Thursday, January 22, 2009

Will I?

 
         Will I?
 
Will I lose my dignity?
Will someone care?
Will I wake tomorrow from this nightmare?
   -RENT 1996
 
I'm at the gym, and listening to RENT. Which isn't ideal gym music, but I was lacking inspiration as I walked into the gym. I've listened to RENT countless times, I know the lyrics, and yet often when listening to it, what ever message I need to hear at that moment seems to ring louder during that time when I listen. It is a profound musical. And when "Will I?" started, I had to stop doing chest presses, and listen.
 
Will I lose my dignity.
Will someone care.
Will I wake tomorrow from this nightmare.
 
Written in 1996, reflecting the emotions of a group of people who were embattled in the fight against HIV/AIDS, poverty, and social ills, it is about the lives of  Bohemians in New York city. 1996. Now 13 years ago. I remember I went through a phase where I read a lot of AIDS literature. And what was striking about the stories then-was the stigma, and the lack of compassion, and the lack dignity during the decline to death. The decline to death.
 
I'm walking down the back corridor of the waiting room today, and I see a familiar face. I see EM. I am slightly confused as to why she is back in the clinic. I saw her yesterday. In fact, I saw her in the evening. She was the last patient of the day, and came into my room at 5:30 pm. To start antiretroviral treatment. When I grabbed her chart, I had a slight sinking feeling. It was late. I was tired. It had been a hectic day, the now usual story of seeing lots of patients, some well, some sick. But to start somebody on treatment that late in the day was slightly irksome.
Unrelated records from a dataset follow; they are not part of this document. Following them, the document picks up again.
PR #4331, opened 2020-11-10
Drop the minimal variant of the default port implementation

akosthekiss:
The minimal variant became quite meaningless lately. There were two
port APIs originally that had extra functions in the default port
in addition to the core-mandated implementations: the I/O and
Termination port APIs. However, the extra Termination API code was
removed a year ago, leaving some minimal extension in the I/O port
only. As the overhead of the extension is negligible, it is not
worth maintaining two library variants.

Therefore
- this commit removes the minimal variant of the default port lib,
- rewrites uses of the minimal variant to use the variant with the
  I/O extension, and
- updates targets where I/O port code was copy-n-pasted.


rerobika (approved):
LGTM

dbatyai (approved):
LGTM

PR #4335, opened 2020-11-12
Run test262-esnext tests with system allocator

ossy-szeged:
There are many tests need more memory than 512Kb,
system allocator is needed to have larger heap.

### DIFF
--- a/tools/run-tests.py
+++ b/tools/run-tests.py
@@ -108,7 +108,7 @@ TEST262_ES2015_TEST_SUITE_OPTIONS = [
 
 # Test options for test262-esnext
 TEST262_ESNEXT_TEST_SUITE_OPTIONS = [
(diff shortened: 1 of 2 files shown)


tools/run-tests.py
```diff
@@ -108,7 +108,7 @@ def skip_if(condition, desc):
 
 # Test options for test262-esnext
 TEST262_ESNEXT_TEST_SUITE_OPTIONS = [
-    Options('test262_tests_esnext', OPTIONS_PROFILE_ESNEXT + ['--line-info=on', '--error-messages=on']),
+    Options('test262_tests_esnext', OPTIONS_PROFILE_ESNEXT + ['--line-info=on', '--error-messages=on', '--compile-flag=-m32', '--system-allocator=on']),
```
zherczeg, line 111: You can use 32 bit cpointers on on 64 bit as well, so you don't need to disable tests.

ossy-szeged: Good idea, I'll check it with cpointer and larger heap limit.

PR #4344, opened 2020-11-19
Add Jerryscript to OSS-fuzz

AdamKorcz:
I have been working on settin up continuous fuzzing of Jerryscript on OSS-fuzz. This will allow Google to run the existing and all future fuzzers continuously with the goal of finding bugs and security vulnerabilities. If and when a bug is found, all maintainers on the mailing list get notified with a detailed bug report.

Fuzzing continuously has many advantages, some of which are:

- It makes sure that the fuzzers are actually run. It happens often that efforts are put into writing the fuzzers, but they are only rarely run if at all.
- Fuzzers can find deeper bugs with more time. There are cases of bugs having been found after several CPU years of continuous fuzzing. 

I have the integration build ready to setup continuous fuzzing of Jerryscript by way of OSS-fuzz. To complete the integration, all I need are the email addresses of maintainers to receive potential bug reports. These will be added to a public list that can be changed at any time. No more changes will need to be made on the Jerryscript repository at this point, but overtime it is recommended to move the build scripts upstream from OSS-fuzz. This usually happens a few months after integration.

Regarding the changes made in this PR: If there is interest from the maintainers to setup continuous fuzzing by way of OSS-fuzz, then the -fsanitize=address flag will need to be removed from the build system. Once integrated, I will be happy to bring this flag back with a seperate flag in the tools/build.py script, but for now I suggest it just gets removed.

### DIFF
--- a/jerry-main/CMakeLists.txt
+++ b/jerry-main/CMakeLists.txt
@@ -59,7 +59,7 @@ endmacro()
 # Jerry with libfuzzer support
 if(JERRY_LIBFUZZER)
   jerry_create_executable("jerry-libfuzzer" "libfuzzer.c")
-  target_link_libraries("jerry-libfuzzer" jerry-port-default -fsanitize=fuzzer)
+  target_link_libraries("jerry-libfuzzer" jerry-port-default)
 endif()
 
 # Jerry standalones


akosthekiss:
Hi @AdamKorcz , thanks for reaching out to us with the idea of setting up OSS-fuzz for JerryScript. The general idea is OK, even appealing, I'd say. But I have some "buts", or questions.

> This will allow Google to run the existing and all future fuzzers

Q: Are you speaking on behalf of Google?

> all I need are the email addresses of maintainers to receive potential bug reports. These will be added to a public list that can be changed at any time.

Q: Is that _you_ who needs the email addresses? Who collects the email addresses / where are the email addresses collected? Where is that mailing list? How does a change happen? Is there a proxy who needs to be contacted to manage the addresses? (GDPR?)

> the -fsanitize=address flag will need to be removed from the build system. Once integrated, I will be happy to bring this flag back with a seperate flag in the tools/build.py script, but for now I suggest it just gets removed.

Q: Put simply: Why? I see no reason to remove a working feature from the build system and degrade its behaviour for a promise of future re-addition (in several months time?). If the tweaking of -fsanitize=address is the only way to get things working, then that change should be proposed now so that we can see what this is all about.

AdamKorcz:
Hi @akosthekiss, thank you for your good questions. 

> Q: Are you speaking on behalf of Google?

No. I am an independent contributor to the OSS-fuzz project. I will be happy to refer you to a member of the OSS-fuzz team.

> Q: Is that you who needs the email addresses? Who collects the email addresses / where are the email addresses collected? Where is that mailing list? How does a change happen? Is there a proxy who needs to be contacted to manage the addresses? (GDPR?)

I need them for the purpose of adding them to the mailing list. You can see an example of a mailing list has [here](https://github.com/google/oss-fuzz/blob/master/projects/brotli/project.yaml). A change to that list happens by making a pull request to the oss-fuzz repository like [this](https://github.com/google/oss-fuzz/pull/4619/files). In terms of a proxy who needs to manage the addresses: No there isn't one. All updates are reported directly on the OSS-fuzz repository.
I am completely fine with integrating Jerryscript into OSS-fuzz and you sharing email addresses over there instead of here. Just let me know beforehand if you are open to sharing these.

> Q: Put simply: Why? I see no reason to remove a working feature from the build system and degrade its behaviour for a promise of future re-addition (in several months time?). If the tweaking of -fsanitize=address is the only way to get things working, then that change should be proposed now so that we can see what this is all about.

The -fsanitize flag needs to be set by OSS-fuzz. In terms of the timeframe for bringing back the address sanitizer in the build script: Once there is an OK from OSS-fuzz and from Jerryscript's side, I will be happy to write a separate rule to manually add the address sanitizer before anyting is merged anywhere.

I hope the above answers your questions, otherwise please feel free to ask. Also, I should mention that the public disclosure policy of OSS-fuzz is 90 days.

AdamKorcz:
I have made a few modifications to allow the `-fsanitize` flag to be added in case the `--oss-fuzz` flag is not passed to `build.py`.

jerry-main/CMakeLists.txt
```diff
@@ -59,7 +59,11 @@ endmacro()
 # Jerry with libfuzzer support
 if(JERRY_LIBFUZZER)
   jerry_create_executable("jerry-libfuzzer" "libfuzzer.c")
-  target_link_libraries("jerry-libfuzzer" jerry-port-default -fsanitize=fuzzer)
+  if(OSS_FUZZ)
```
rerobika, line 62: please keep the `JERRY_` prefix for cmake variables.

tools/build.py
```diff
@@ -188,6 +190,7 @@ def build_options_append(cmakeopt, cliarg):
     build_options_append('JERRY_CMDLINE_SNAPSHOT', arguments.jerry_cmdline_snapshot)
     build_options_append('JERRY_CMDLINE_TEST', arguments.jerry_cmdline_test)
     build_options_append('JERRY_LIBFUZZER', arguments.libfuzzer)
+    build_options_append('OSS_FUZZ', arguments.oss_fuzz)
```
rerobika, line 193: Same as here.

rerobika (changes requested):

rerobika (approved):
LGTM

tools/build.py
```diff
@@ -96,6 +96,8 @@ def devhelp(helpstring):
                          help=devhelp('build test version of the jerry command line tool (%(choices)s)'))
     compgrp.add_argument('--libfuzzer', metavar='X', choices=['ON', 'OFF'], type=str.upper,
                          help=devhelp('build jerry with libfuzzer support (%(choices)s)'))
+    compgrp.add_argument('--oss-fuzz', metavar='X', choices=['ON', 'OFF'], type=str.upper,
+                         help=devhelp('build jerry to run on OSS-fuzz (%(choices)s)'))
```
akosthekiss, line 100: I'm a bit unsure whether this is the right approach to configure the libfuzzer command line tool for oss-fuzz. E.g., `--oss-fuzz=on` makes no sense without `--libfuzzer=on`. I wonder whether the choices of `--libfuzzer` should be extended instead, e.g., to allow ON, OFF, and OSS. OFF and ON would keep their original meaning and OSS would be a "special ON" -- this could cover the three exclusive approaches with the existing cli option. (Plus, it removes the need for a new cmake option as well.)

jerry-main/CMakeLists.txt
```diff
@@ -59,7 +59,11 @@ endmacro()
 # Jerry with libfuzzer support
 if(JERRY_LIBFUZZER)
   jerry_create_executable("jerry-libfuzzer" "libfuzzer.c")
-  target_link_libraries("jerry-libfuzzer" jerry-port-default -fsanitize=fuzzer)
+  if(JERRY_OSS_FUZZ)
+    target_link_libraries("jerry-libfuzzer" jerry-port-default)
+  else()
+    target_link_libraries("jerry-libfuzzer" jerry-port-default -fsanitize=fuzzer)
+  endif()
```
akosthekiss, line 66: I'd suggest reducing duplication. If I'm not mistaken `target_link_libraries` can be called multiple times and that will not overwrite previous items but concatenate them. (From the cmake docs: "Repeated calls for the same `<target>` append items in the order called.") Thus, something like the following might work (already using the on/oss/off approach):

```cmake
target_link_libraries("jerry-libfuzzer" jerry-port-default)
if(NOT (JERRY_LIBFUZZER STREQUAL "OSS"))
  target_link_libraries("jerry-libfuzzer" -fsanitize=fuzzer)
endif()
```

akosthekiss (changes requested):

akosthekiss:
Also, please, squash commits. The project has a one commit per PR policy.

tools/build.py
AdamKorcz: You are correct that fuzzing makes little sense without the sanitizers. In the case of OSS-fuzz, however, the flags will be set by OSS-fuzz itself to fuzz with other sanitizers, and forcing a specific sanitizer on the compilation will be incorrect.

akosthekiss: Nah, that's not what I was trying to point out. In the currently suggested form, the cmake has:
```cmake
if(JERRY_LIBFUZZER)
  jerry_create_executable("jerry-libfuzzer" "libfuzzer.c")
  if(JERRY_OSS_FUZZ)
    target_link_libraries("jerry-libfuzzer" jerry-port-default)
  else()
    target_link_libraries("jerry-libfuzzer" jerry-port-default -fsanitize=fuzzer)
  endif()
endif()
```

That is, if `JERRY_LIBFUZZER` is falsy, then the value of `JERRY_OSS_FUZZ` is indifferent. So, `JERRY_OSS_FUZZ` is not an independent configuration variable. The valid combination are `JERRY_LIBFUZZER==OFF`, `JERRY_LIBFUZZER==ON` and `JERRY_OSS_FUZZ==OFF`, and `JERRY_LIBFUZZER==ON` and `JERRY_OSS_FUZZ==ON`. This means that 3 possible settings are in the system. Therefore, I was suggesting to have ON, OSS, and OFF as valid values for `JERRY_LIBFUZZER` instead.

(The command line options for `tools/build.py` have a 1-to-1 correspondence to cmake options. So, the same goes for the `--libfuzzer` option of the script. It could have `['ON', 'OSS', 'OFF']` as valid choices.)

(Plus, if I'm not mistaken, `ON` and `OSS` are both "truthy" in cmake, that's why
```cmake
if(JERRY_LIBFUZZER)
  target_link_libraries("jerry-libfuzzer" jerry-port-default)
  if(NOT (JERRY_LIBFUZZER STREQUAL "OSS"))
    target_link_libraries("jerry-libfuzzer" -fsanitize=fuzzer)
  endif()
endif()
```
could simply work.)

akosthekiss:
Hm. I've been experimenting with OSS-Fuzz during the past few days and read the relevant docs. It seems that it it possible to set up JerryScript for/in OSS-Fuzz without _any_ modifications to the project (build system included). Let's put this PR on hold a bit.

AdamKorcz:
> It seems that it it possible to set up JerryScript for/in OSS-Fuzz without any modifications to the project (build system included)

That is correct. I will amend the setup to not introduce any intrusive modifications to Jerryscript. Are you interested in receiving the bug reports for Jerryscript @akosthekiss ?

AdamKorcz:
As discussed I have amended the build files on the OSS-fuzz side, and the build now succeeds: https://github.com/google/oss-fuzz/pull/4831

AdamKorcz:
@akosthekiss Kind reminder. Let me know if there is anything you need from my side.

PR #4346, opened 2020-11-25
Do not check call_arguments twice through parsing function call in statement

memnoth:
Checking call_arguments twice happens in a special case that
only if call_arguments <= 1 and opcode variable has CBC_EXT_SUPER_CALL.

`--unittests` and `--jerry-tests` are done.

### DIFF
--- a/jerry-core/parser/js/js-parser-expr.c
+++ b/jerry-core/parser/js/js-parser-expr.c
@@ -2630,8 +2630,7 @@ parser_process_unary_expression (parser_context_t *context_p, /**< context */
             continue;
           }
         }
-
-        if (call_arguments == 2)
+        else if (call_arguments == 2)
         {
           if (opcode == CBC_CALL)
           {


zherczeg:
What is the exact optimization here? if the previous statement ends with break/continue/return/etc. the else should have no effect

jerry-core/parser/js/js-parser-expr.c
```diff
@@ -2619,26 +2619,25 @@ parser_process_unary_expression (parser_context_t *context_p, /**< context */
...
-          if (opcode == CBC_NEW)
+          else if (opcode == CBC_NEW)
           {
             parser_emit_cbc (context_p, (uint16_t) (CBC_NEW0 + call_arguments));
             continue;
           }
         }
-
-        if (call_arguments == 2)
+        else if (call_arguments == 2)
```
memnoth, line 2633: @zherczeg 

I think this is worth only if `call_arguments <= 1` and opcode is `CBC_EXT_SUPER_CALL`. But the others, changes on opcode arms have no effect as you said.

The commit message doesn't make sense with this, so if it is worth doing, I'll change the commit and ask for a review again or close it.

zherczeg: Yes this one is a good change, worth a commit.

memnoth: Thank you for the review!

zherczeg (approved):
LGTM

rerobika (approved):
LGTM

PR #4349, opened 2020-11-30
Handle revoked Proxy during [[Get]] operation

galpeter:
The handling of Proxy.[[Get]] was not fully correctly in the case when the
Proxy was revoked during the execution of the handler.

### DIFF
--- a/jerry-core/ecma/operations/ecma-function-object.c
+++ b/jerry-core/ecma/operations/ecma-function-object.c
@@ -919,6 +919,19 @@ ecma_op_get_prototype_from_constructor (ecma_object_t *ctor_obj_p, /**< construc
   if (!ecma_is_value_object (proto))
   {
     ecma_free_value (proto);
+
+#if ENABLED (JERRY_BUILTIN_PROXY)
+    if (ECMA_OBJECT_IS_PROXY (ctor_obj_p))
+    {
+      ecma_proxy_object_t *proxy_obj_p = (ecma_proxy_object_t *) ctor_obj_p;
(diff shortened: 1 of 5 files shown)


jerry-core/ecma/operations/ecma-function-object.c
```diff
@@ -919,6 +919,19 @@ ecma_op_get_prototype_from_constructor (ecma_object_t *ctor_obj_p, /**< construc
...
   {
     ecma_free_value (proto);
+
+#if ENABLED (JERRY_BUILTIN_PROXY)
+    if (ECMA_OBJECT_IS_PROXY (ctor_obj_p))
+    {
+      ecma_proxy_object_t *proxy_obj_p = (ecma_proxy_object_t *) ctor_obj_p;
+      if (ecma_is_value_null (proxy_obj_p->handler))
+      {
+        ecma_raise_type_error (ECMA_ERR_MSG ("Prototype from revoked Proxy is invalid."));
```
zherczeg, line 929: This message should be improved. E.g: `Getting the prototype of an invalid Proxy is not allowed`

zherczeg (approved):
LGTM

rerobika (approved):
LGTM

jerry-core/ecma/operations/ecma-function-object.c
rerobika: I'd rather suggest: `'prototype' property of revoked proxy is inaccessible`.

zherczeg: Good suggestion.

PR #4351, opened 2020-11-30
Correct Regexp literal error release

galpeter:
The error object for an incorrect Regexp literal was derefed then the error message
was accessed. This could lead to a state where the message was not available but
it was still accessed.

This could occur in case of heavy memory load or with mem stress mode.


zherczeg (approved):
LGTM

rerobika (approved):
LGTM

PR #4347, opened 2020-11-25
Rework built-in processing of JerryScript

zherczeg:
- All built-ins are native functions now
- Native handlers have a built-in id: ECMA_BUILTIN_ID_HANDLER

So I called them from the waiting room, and this smallish woman was pushed in a wheelchair by another woman and we headed to the end of the hallway to my exam room. I glance through her notes, she was diagnosed a few months when she was found to have TB in her lungs. Typically, she has something like 60 CD4 cells probably working overtime to try and keep her from succumbing to pathetic opportunistic infections. We talk about the treatment, and I go into my now familiar spiel about how she'll need to, in all likelihood, be on these medications for the rest of her life. It's a way to help me see if a person understands how important it will be to take these medications.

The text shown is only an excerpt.